§ **REQUIRED WORK**:
Reproduce the opening lines of the records exactly, please, stopping after the line that contains "[PWX-32298](https://portworx.atlassian.net/browse/PWX-32298)".

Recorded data

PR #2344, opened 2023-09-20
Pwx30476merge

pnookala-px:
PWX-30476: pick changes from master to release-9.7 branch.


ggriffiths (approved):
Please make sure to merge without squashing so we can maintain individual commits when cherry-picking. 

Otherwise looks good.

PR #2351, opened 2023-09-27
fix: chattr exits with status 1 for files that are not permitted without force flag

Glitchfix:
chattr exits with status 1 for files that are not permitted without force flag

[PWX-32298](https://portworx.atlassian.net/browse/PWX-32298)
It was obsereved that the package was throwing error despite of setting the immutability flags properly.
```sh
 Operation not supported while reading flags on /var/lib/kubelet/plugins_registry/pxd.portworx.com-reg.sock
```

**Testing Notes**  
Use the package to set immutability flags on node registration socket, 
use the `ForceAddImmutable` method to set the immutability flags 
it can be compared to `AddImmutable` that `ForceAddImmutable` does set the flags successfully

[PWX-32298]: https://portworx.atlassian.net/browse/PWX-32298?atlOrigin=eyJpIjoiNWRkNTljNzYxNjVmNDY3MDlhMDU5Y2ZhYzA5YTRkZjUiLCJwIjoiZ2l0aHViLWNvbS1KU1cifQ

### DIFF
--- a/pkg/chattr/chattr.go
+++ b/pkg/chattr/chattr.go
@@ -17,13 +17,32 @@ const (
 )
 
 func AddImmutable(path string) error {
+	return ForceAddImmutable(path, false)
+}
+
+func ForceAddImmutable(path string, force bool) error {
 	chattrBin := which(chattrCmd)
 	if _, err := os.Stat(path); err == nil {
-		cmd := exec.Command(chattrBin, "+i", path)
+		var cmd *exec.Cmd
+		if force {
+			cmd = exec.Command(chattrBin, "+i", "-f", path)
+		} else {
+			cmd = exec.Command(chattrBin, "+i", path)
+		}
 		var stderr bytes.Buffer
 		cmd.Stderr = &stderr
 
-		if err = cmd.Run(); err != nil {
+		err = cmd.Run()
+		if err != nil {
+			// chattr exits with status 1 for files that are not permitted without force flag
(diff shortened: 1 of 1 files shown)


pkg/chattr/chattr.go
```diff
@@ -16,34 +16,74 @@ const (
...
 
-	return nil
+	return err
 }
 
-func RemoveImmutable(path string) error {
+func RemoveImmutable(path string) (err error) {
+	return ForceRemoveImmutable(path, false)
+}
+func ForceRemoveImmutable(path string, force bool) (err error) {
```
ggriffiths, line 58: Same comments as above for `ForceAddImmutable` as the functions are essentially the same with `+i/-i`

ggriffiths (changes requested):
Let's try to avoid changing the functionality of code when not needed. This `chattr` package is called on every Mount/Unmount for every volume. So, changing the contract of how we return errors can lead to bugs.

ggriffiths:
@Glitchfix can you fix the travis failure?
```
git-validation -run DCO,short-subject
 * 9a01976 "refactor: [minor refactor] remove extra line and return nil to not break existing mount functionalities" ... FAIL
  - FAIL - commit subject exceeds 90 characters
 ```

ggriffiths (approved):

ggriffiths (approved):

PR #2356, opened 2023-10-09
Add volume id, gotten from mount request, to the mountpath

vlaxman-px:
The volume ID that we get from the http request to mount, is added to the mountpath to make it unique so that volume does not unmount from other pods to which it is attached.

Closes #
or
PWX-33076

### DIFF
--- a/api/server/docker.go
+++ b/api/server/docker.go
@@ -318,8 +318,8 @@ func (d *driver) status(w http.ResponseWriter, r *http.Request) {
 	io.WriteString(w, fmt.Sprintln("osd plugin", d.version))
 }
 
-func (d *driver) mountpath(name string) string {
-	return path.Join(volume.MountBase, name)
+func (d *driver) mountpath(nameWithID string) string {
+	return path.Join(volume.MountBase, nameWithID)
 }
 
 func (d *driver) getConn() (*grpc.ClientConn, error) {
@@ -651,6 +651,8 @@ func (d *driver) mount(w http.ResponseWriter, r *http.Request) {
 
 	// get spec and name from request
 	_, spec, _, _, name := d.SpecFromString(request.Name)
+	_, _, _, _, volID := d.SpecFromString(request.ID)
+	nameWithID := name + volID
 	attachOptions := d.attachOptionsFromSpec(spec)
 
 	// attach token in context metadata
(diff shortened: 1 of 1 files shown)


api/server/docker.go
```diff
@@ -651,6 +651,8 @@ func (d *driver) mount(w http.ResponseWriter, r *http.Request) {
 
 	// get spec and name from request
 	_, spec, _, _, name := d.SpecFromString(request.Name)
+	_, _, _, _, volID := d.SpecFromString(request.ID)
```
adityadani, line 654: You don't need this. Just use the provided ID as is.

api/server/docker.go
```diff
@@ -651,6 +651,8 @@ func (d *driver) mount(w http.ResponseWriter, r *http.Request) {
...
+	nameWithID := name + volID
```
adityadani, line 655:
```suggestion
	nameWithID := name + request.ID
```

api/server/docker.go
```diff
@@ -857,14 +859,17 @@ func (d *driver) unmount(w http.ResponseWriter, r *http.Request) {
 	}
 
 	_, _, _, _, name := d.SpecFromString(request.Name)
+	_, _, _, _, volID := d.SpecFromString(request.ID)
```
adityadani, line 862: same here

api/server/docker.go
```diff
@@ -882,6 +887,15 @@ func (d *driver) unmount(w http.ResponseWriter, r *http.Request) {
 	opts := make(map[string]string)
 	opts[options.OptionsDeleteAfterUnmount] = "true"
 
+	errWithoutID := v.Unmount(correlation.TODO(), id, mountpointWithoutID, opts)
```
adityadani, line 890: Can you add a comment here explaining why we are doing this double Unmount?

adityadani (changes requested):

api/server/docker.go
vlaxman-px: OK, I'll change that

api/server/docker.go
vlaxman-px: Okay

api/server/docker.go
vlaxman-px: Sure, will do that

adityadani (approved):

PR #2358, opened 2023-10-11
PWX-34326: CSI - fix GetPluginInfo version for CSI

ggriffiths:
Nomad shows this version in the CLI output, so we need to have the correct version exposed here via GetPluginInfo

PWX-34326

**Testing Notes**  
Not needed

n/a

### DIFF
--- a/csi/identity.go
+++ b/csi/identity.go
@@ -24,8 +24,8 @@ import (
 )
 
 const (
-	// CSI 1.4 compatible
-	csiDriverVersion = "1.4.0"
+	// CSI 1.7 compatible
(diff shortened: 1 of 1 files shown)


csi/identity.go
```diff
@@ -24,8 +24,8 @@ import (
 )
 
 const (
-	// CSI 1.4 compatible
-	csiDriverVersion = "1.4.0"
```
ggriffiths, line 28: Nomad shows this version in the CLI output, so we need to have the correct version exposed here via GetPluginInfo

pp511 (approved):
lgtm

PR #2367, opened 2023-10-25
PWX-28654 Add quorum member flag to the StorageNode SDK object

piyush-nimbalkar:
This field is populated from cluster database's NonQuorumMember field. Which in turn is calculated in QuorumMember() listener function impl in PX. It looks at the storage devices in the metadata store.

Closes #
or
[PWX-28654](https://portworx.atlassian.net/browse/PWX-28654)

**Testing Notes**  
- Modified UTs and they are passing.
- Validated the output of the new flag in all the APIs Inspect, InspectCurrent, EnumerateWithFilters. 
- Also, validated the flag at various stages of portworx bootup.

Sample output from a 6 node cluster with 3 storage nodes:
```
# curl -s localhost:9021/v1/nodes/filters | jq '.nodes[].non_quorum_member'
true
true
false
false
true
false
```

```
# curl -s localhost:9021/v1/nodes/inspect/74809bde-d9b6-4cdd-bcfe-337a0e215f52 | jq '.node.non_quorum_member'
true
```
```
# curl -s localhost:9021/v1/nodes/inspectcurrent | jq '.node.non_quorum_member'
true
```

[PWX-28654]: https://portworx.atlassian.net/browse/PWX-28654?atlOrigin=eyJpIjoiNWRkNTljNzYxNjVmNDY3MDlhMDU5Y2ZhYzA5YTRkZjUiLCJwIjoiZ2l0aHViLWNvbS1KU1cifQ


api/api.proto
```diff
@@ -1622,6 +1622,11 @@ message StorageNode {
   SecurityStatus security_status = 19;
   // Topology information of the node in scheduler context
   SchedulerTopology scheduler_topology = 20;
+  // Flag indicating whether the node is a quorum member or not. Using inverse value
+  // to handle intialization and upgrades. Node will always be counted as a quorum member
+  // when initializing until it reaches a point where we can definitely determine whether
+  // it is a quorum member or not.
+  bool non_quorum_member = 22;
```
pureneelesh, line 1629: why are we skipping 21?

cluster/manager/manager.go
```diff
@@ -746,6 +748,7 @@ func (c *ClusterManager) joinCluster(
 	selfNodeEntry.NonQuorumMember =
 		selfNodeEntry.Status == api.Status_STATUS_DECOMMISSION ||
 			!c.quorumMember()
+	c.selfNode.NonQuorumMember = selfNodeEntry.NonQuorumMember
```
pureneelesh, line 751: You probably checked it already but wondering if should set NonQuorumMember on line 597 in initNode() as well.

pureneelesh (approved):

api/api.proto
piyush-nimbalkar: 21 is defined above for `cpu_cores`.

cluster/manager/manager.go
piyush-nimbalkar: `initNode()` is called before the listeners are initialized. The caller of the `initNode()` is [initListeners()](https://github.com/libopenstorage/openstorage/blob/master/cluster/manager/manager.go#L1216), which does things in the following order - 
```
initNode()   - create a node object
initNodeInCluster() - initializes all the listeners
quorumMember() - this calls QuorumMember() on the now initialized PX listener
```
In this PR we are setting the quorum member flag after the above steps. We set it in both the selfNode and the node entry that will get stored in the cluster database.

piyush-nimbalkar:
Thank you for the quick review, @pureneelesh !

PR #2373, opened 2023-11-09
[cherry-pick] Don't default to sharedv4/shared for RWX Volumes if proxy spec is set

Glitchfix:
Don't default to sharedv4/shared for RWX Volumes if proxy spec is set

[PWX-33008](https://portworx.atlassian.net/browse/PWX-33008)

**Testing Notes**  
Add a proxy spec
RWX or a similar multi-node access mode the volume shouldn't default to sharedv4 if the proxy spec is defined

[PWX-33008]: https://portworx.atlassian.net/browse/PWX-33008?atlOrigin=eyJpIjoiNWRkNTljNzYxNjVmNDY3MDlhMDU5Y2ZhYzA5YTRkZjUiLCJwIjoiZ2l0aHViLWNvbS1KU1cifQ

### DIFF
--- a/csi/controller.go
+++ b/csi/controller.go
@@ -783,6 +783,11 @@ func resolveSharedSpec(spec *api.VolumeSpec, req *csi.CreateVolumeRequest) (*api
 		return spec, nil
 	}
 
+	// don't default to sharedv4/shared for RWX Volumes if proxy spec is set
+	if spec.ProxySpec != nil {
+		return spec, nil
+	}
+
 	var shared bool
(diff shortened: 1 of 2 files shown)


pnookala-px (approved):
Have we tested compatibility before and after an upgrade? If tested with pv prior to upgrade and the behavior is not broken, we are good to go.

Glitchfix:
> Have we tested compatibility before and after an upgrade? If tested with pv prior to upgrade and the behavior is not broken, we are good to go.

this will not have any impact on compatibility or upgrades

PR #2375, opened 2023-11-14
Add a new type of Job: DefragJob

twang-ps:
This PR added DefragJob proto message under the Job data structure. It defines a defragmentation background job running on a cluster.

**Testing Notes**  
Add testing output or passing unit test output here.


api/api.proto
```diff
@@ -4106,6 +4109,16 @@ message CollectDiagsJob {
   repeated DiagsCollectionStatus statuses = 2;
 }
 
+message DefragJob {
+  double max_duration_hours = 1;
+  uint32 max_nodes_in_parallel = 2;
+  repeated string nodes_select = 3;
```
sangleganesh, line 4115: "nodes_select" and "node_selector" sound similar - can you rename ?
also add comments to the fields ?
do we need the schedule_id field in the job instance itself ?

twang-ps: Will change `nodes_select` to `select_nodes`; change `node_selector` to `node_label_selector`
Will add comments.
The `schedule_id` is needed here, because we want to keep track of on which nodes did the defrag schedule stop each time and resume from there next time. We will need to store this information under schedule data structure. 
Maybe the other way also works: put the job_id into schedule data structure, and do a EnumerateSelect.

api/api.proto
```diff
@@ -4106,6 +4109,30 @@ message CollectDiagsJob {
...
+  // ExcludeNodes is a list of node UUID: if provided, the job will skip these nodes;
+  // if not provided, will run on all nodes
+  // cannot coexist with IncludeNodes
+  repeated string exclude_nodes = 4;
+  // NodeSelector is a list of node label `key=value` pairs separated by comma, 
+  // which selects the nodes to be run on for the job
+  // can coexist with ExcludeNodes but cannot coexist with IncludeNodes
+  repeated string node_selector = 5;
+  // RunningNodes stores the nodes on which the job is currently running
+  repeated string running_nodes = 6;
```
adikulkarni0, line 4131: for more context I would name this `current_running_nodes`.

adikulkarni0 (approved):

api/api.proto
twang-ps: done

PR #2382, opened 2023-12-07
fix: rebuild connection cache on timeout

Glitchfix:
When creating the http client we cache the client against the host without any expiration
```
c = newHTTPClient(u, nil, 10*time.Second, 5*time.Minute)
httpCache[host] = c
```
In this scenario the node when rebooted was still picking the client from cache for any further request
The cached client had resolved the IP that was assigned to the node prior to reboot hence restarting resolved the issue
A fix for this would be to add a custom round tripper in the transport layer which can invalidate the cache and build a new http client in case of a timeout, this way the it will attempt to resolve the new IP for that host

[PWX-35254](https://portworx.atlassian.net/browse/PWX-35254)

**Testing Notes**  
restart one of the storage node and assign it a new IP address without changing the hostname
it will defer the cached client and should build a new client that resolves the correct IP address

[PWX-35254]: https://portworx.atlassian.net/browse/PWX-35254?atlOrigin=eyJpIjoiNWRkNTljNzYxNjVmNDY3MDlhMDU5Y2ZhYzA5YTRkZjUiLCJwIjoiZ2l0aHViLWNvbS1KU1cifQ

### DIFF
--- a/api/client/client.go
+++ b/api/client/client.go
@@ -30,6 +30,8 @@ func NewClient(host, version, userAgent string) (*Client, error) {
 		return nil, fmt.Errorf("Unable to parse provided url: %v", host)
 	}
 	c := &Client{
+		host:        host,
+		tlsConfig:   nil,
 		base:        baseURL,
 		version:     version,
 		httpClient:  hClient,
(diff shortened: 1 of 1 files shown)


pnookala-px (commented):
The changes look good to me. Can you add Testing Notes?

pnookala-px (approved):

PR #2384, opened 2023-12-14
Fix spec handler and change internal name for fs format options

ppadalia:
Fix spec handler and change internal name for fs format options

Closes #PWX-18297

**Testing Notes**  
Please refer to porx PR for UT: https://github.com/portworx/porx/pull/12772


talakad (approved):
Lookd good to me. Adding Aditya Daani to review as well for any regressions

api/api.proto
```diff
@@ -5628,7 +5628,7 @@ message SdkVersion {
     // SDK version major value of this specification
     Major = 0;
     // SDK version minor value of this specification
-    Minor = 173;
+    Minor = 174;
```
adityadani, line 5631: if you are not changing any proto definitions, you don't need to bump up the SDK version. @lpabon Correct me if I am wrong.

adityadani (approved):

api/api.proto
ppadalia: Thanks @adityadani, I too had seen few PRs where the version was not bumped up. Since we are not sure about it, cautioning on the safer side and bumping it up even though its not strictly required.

§ **PROBLEM SOLUTION**:
PR #2344, opened 2023-09-20
Pwx30476merge

pnookala-px:
PWX-30476: pick changes from master to release-9.7 branch.


ggriffiths (approved):
Please make sure to merge without squashing so we can maintain individual commits when cherry-picking. 

Otherwise looks good.

PR #2351, opened 2023-09-27
fix: chattr exits with status 1 for files that are not permitted without force flag

Glitchfix:
chattr exits with status 1 for files that are not permitted without force flag

[PWX-32298](https://portworx.atlassian.net/browse/PWX-32298)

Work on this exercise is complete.